The “Up” documentaries appear to be documenting this fact, at least as far as 7-year-olds are concerned. These documentaries, which have visited a group of British people every 7 years since they were 7 (they are now in their 50s), were originally intended to track whether people would stay in their same social/economic class. But they ended up showing that personality really is a constant. Editing may be responsible for some of the similarities, but it’s hard to believe that the shy boy of 7, who is now a shy man of 54, or the young girl of 7 who blamed everyone else for her hardships, who at 54 is still blaming everyone else for her hardships, are very much different from their on-camera portrayals.

It’s only a small, heavily edited sample, but it rings very true for me.

I’m pleased to report that only 73% of my personality was formed by age 5. My rampant paranoia, raging ego, and desperate need to flout social convention all kicked in at a later age.

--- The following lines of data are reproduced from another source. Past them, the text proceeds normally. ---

PR #172, opened 2016-02-19
Adding SHARE API support.(DAMSKEY-521)

hweng:


spec/controllers/dams_collections_controller_spec.rb
```diff
@@ -0,0 +1,43 @@
...
+      @provCollection.save!
+      solr_index (@provCollection.pid)   
+    end
+    after do
+      @provCollection.delete
+      @unit.delete
+    end
+
+    it "should return OSF json" do
+      get :osf_api, id: @provCollection.pid
```
mcritchlow: do you need to do a developer sign in here first?

hweng: @mcritchlow thanks for check it. I just added developer sign in but still got failed. The wired thing is that I ran many times of tests in share_api branch and all got passed, but after merge the develop branch into it the test got failed. So I've checking the recent changes in develop branch which might affect it.

mcritchlow:
:+1:

PR #173, opened 2016-02-24
Remove click-thru for embargoed content.(DHH-780)

hweng:


hweng:
move to https://github.com/ucsdlib/damspas/pull/174

PR #176, opened 2016-03-03
Feature/DHH-785

hweng:


mcritchlow:
the fix looks :+1: can you remove the rails commit for DHH-790? that's going to cause an issue with the other PR

app/views/shared/fields/_note.html.erb
```diff
@@ -56,22 +56,25 @@
 
   if !notes.empty?
     # if type is specified, bundle all matching notes under type header
-    if type != nil
+
+    if type != nil && type != 'related publications'
       htmlOpen = htmlOpenTemp
       htmlOpen %= type.to_s.capitalize
```
mcritchlow: per arwen and juliane, we can change to using `#titleize` now instead of capitalize, which should hopefully address this request (and others). If they later decide that words such as 'and', 'or', etc. shouldn't be capitalized, we could consider writing a custom helper function.

hweng:
rails commit has been removed.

Furthermore, that percentage may drop, because I’m only 54, and my personality may still not be fully formed. I may add obsession and compulsion to my repertoire.

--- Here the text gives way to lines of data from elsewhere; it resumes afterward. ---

PR #178, opened 2016-03-16
Added subject facets like scientific name, lithology, series etc. DHH-793

lsitu:
https://lib-jira.ucsd.edu:8443/browse/DHH-793

### DIFF
--- a/lib/dams/dams_object.rb
+++ b/lib/dams/dams_object.rb
@@ -579,7 +579,6 @@ module Dams
 	      	
 	      # facetable topics
 	      insertFacets solr_doc, "subject_topic", load_topics(component.topic)
-	      insertFacets solr_doc, "component_#{cid}_subject_topic", load_topics(component.topic)
 	      insertFacets solr_doc, "subject_topic", load_temporals(component.temporal)
 	      
 	      insertFacets solr_doc, "subject_topic", load_builtWorkPlaces(component.builtWorkPlace)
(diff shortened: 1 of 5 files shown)


spec/features/catalog_spec.rb
```diff
@@ -199,6 +199,83 @@
   end
 end
 
+feature "Search and browse facet links for scientific name" do
```
mcritchlow: this feature name is slightly misleading, as it's more focused on browsing facet values, and not about discovering them via search. It also covers more than scientific name, and appears to include all the custom faceted subjects.

I suppose one option is to include a test inside this feature for confirming the facets display on a search (in this case for "QE8iWjhafTRpc My Object" and then rename to something more generic. Alternatively, we could call this feature something like "Browse facet links for custom subjects" and then have a separate test for asserting the search discovery? Whatever you think makes the most sense.

lib/dams/dams_object.rb
```diff
@@ -597,6 +597,22 @@ def to_solr (solr_doc = {})
 	      insertFacets solr_doc, "subject_topic", load_series(component.series)
 	      insertFacets solr_doc, "subject_topic", load_cruises(component.cruise)
 	      	      	
+          # uncomment for subject anatomy
+          #insertFacets solr_doc, "subject_anatomy", load_anatomys(component.anatomy)
+          #insertFacets solr_doc, "component_#{cid}_subject_anatomy", load_anatomys(component.anatomy)
+          insertFacets solr_doc, "subject_common_name", load_commonNames(component.commonName)
+          insertFacets solr_doc, "component_#{cid}_subject_common_name", load_commonNames(component.commonName)
```
mcritchlow: Why do components need a separate insertFacets call? aren't component facet values loaded into the primary facet such as subject_common_name? I'm unclear why we need the component_cid_XXX versions.

lsitu: I am wondering why we need it either but just make it consistent with subject_topic https://github.com/ucsdlib/damspas/blob/develop/lib/dams/dams_object.rb#L582 in case we use it in the future. Do you want me to remove them all?

mcritchlow: well, i'm unclear what those method calls are actually doing. because they're running the insertFacets method and specifying a facet name that doesn't exist, or at least isn't created in the catalog controller. So, I'd like to think we have no use for them and could safely remove them. Perhaps you could verify by adding a test that has a component-level common name or scientific name, and then assert that a search that matches the record shows the facet on the results view? Or something like that.

lsitu: Yes, I think those component level facet field values can be retrieved by looping through components and we shouldn't utilized them at all. I'll remove them all and add tests for component level subject facet searching.

mcritchlow: :+1: sounds good

lsitu: @mcritchlow The nested component_attributes doesn't seem like to be working for component creation, with just an empty Component stub created. I have to load the example with common name from files to test for component level subject facet searching. Do you have any ideas regarding the nested attribute support for component_attributes?

mcritchlow: @lsitu i'm afraid not. I think the pattern we've always used is to load a fixture for complex object testing. so i guess that would be the easiest route in this instance? it might be a gap in support for nested attributes and the version of the hydra stack we're on, though i don't know that for sure.

lsitu: Okay, I'll separate the component level subject faceting test then.

lsitu: @mcritchlow I've removed those component level facet codes and added test for component level common name testing, along with those tests to verify objects from those subject facets links. And the feature test message is also corrected to be general.  See commit https://github.com/ucsdlib/damspas/pull/178/commits/2c75d50e28789ec12dad1bef185322eee606763b .

mcritchlow:
:+1:

PR #179, opened 2016-03-16
Feature/DHH-783

hweng:


app/views/shared/fields/_title.html.erb
```diff
@@ -34,11 +34,11 @@
         subtitleVal += (subtitleVal.blank? ? "" : ", ") + translationVariant
       end
       
-      if !result['value'].blank?
-         title = getFullTitle result
+      if !result['name'].blank?
```
mcritchlow: If I'm reading this right, we are now preferring the value in 'name' (authoritativeLabel) and using the getFullTitle method as a fallback option? This makes good sense to me, I'm just trying to confirm that this is what Arwen and Juliane agreed to. Arwen's most recent comment in the ticket leaves me slightly unsure. Also, since Bamboo is seemingly still not able to properly run CI, can you confirm the full suite passes for you?

hweng: @mcritchlow Yes the full suite passed for me when i run from my local. It seems like that Arwen agreed to use the value in 'name' (authoritativeLabel) as the first place.  Should I ping her again?

mcritchlow: @hweng no, that's ok. I just wanted to confirm that was your impression of the conversation. This looks good then! I'll get it merged.

PR #183, opened 2016-03-29
Integrated ShareNotify(DHH-788)

hweng:


hweng:
Some issue need to fix, will open another pull request.

PR #187, opened 2016-04-12
Added subfix to the facet titles for scientific name and common name. DHH-804

lsitu:
https://lib-jira.ucsd.edu:8443/browse/DHH-804


mcritchlow:
:+1:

I doubt this is a solid fact, especially the particular percentage value.

However, I will not be surprised if my older child is always a bit more cautious, concerned with familiarity and control, finicky, and conscientious, while the younger is always a bit more exuberant, impetuous, disregarding of boundaries and limitations (including her own biological needs), and in love with food.

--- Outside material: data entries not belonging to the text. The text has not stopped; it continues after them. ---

PR #188, opened 2016-04-13
Added the newrelic gem for performance tracking. DHH-806

lsitu:
https://lib-jira.ucsd.edu:8443/browse/DHH-806

### DIFF
--- a/Gemfile
+++ b/Gemfile
@@ -46,6 +46,8 @@ gem 'nokogiri', '1.6.7.2'
 gem 'therubyracer', '~> 0.12.1', :platforms => :ruby
 gem 'uglifier', '~> 2.7.2'
 
+gem 'newrelic_rpm'
+
 group :development, :test do
   gem 'sass-rails', '~> 5.0.4'
   gem 'coffee-rails', '~> 4.1.1'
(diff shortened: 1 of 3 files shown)


mcritchlow:
gem inclusion looks great. 

it would be nice to get the config file sorted out as part of this.

here's a sample from one of Stanford's apps: https://github.com/sul-dlss/SearchWorks/blob/master/config/newrelic.yml

@rstanonik do you have the config from NewRelic? in our current deployment config for damspas, that will probably need to go in private config.

lsitu:
@mcritchlow I've added the content for the sample yml newrelic.yml.sample. rstanonik may want to add the real file to share/config folder for privacy and create a symlink for it. If we go this way, do we still need to add the real newrelic.yml to private_config?

mcritchlow:
@lsitu i'd prefer that we treat this in the same way we treat all private configuration for this app. That will make migration to the new model Vivian is working on much easier. So, let's please go that route. Once you have it setup in private config please let me know, and I'll merge this. 

Also, I'm not sure whether you want Ron's commit on the PR or not.

lsitu:
@mcritchlow I've added the yml file to private_config: https://lib-stash.ucsd.edu/projects/ND/repos/private_config/commits/c4643ab7562f8438ab1b9ca8b03c90e0d1f6d5cd

mcritchlow:
:+1:

PR #190, opened 2016-04-15
Enable the newrelic gem.

lsitu:
Clean up the gemfile lock.


mcritchlow:
we need for the NewRelic gem to be included in production for this release, and it is currently commented out in the Gemfile. It looks like Ron did that directly.

@lsitu - Can you please uncomment so we can get it built and tested out on staging and eventually prod?

lsitu:
Yes. I've made it but the PR header doesn't make sense.Does it matter?

mcritchlow:
You should be able to edit the title of the PR in the Github UI

lsitu:
@mcritchlow: Done!

mcritchlow:
:+1:

PR #224, opened 2017-02-20
Try to document plot.sf

Robinlovelace:


edzer:
Shouldn't we rather give `plot.sf` its own manual page? The thing is very clobbered now. 

To keep in line with the rest of the documentation: if something is a method, we should call it a method.

Robinlovelace:
Yes that sounds good.

Not sure what you mean by 'the thing is very clobbered now'. It seemed rather 'clobbered' before, although that word is open to interpretation at the best of times, especially in a software development context.

Should I create a new man page? If so any suggestions about how to do that and, if possible, good examples from other well-documented packages, are very much appreciated.

Robinlovelace:
This now conflicts with https://github.com/edzer/sfr/commit/2550bf92108370b02a8968b97e7d71359ab77470 - @edzer should I re-add the extra content (with how `plot.sf` differs from `plot` in there) to you new one?

edzer:
I think the way forward would be to give `plot.sf` its own manual page. However, I'd like it to be minimal; if we want to educate people how base plot works too, a vignette would be more appropriate.

A plotting vignette would not be a bad idea anyway, if it also covers ggplot.

Robinlovelace:
Sweet - could build on this: https://github.com/Robinlovelace/Creating-maps-in-R/blob/master/vignettes/vspd-base-shiny.md I'm up for that so any comments before a move forward on it appreciated.

Robinlovelace:
Seemingly out of date now. @edzer let me know if you'd like any input on the docs for plotting and I can try to salvage some of this PR. Think were was something useful in there.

I only have a sample of two, but my children’s basic personalities were evident within days,maybe even hours of birth. My first was a difficult, self-willed child, who resisted change, even change for the good. I learned to rename her personality traits: she wasn’t stubborn,she stuck to her beliefs, she wasn’t disobedient, she was a leader and not a blind follower, the list goes on… to this day, she rejects authority and makes her own determination, she always has to think for herself even when that makes life much more difficult for her. She does have great personal charm, and enormous loyalty to her friends, but she does not suffer fools gladly. She was voted Most Talented by her High School class. My second child was much more laid back and relaxed in his attitude toward life from the beginning: he was almost always happy and content. He has always had great personal charm and was voted Prince of Personality in his high school class, He was a much easier child to parent as he pretty much went along with our parental expectations. To this day, he is a man who gets along with most anyone, and shrugs off small annoyances.

Just a data point .

“They” say that 107% of people misuse statistics. They say it , so it must be true.

Is not!

I went to the psychiatrist for the first time when I was 5 and I still have the detailed evaluation she wrote up for my parents. I have all of the same problems now, 23 years later, but I am less crazy. :slight_smile:

It’s not true that people can’t or don’t grow and change tremendously (or sometimes, hardly at all) as they mature and age. But at the same time I think it is true that you are YOU, with quirks and traits and issues you may struggle with the rest of your life, at a very young age. I’ve always believed that because I have been taking care of kids and watching them grow into teens and now adults since I was a kid myself, and I can always see so much of the child, even infant they were, in the older person. As well, I’m very much still the same person that my parents told me about as a baby, toddler, child and teen, and who I remember being as far back as I can. Little things like my dislike of certain noises, loving dogs, not liking to be touched, insisting on doing everything independently.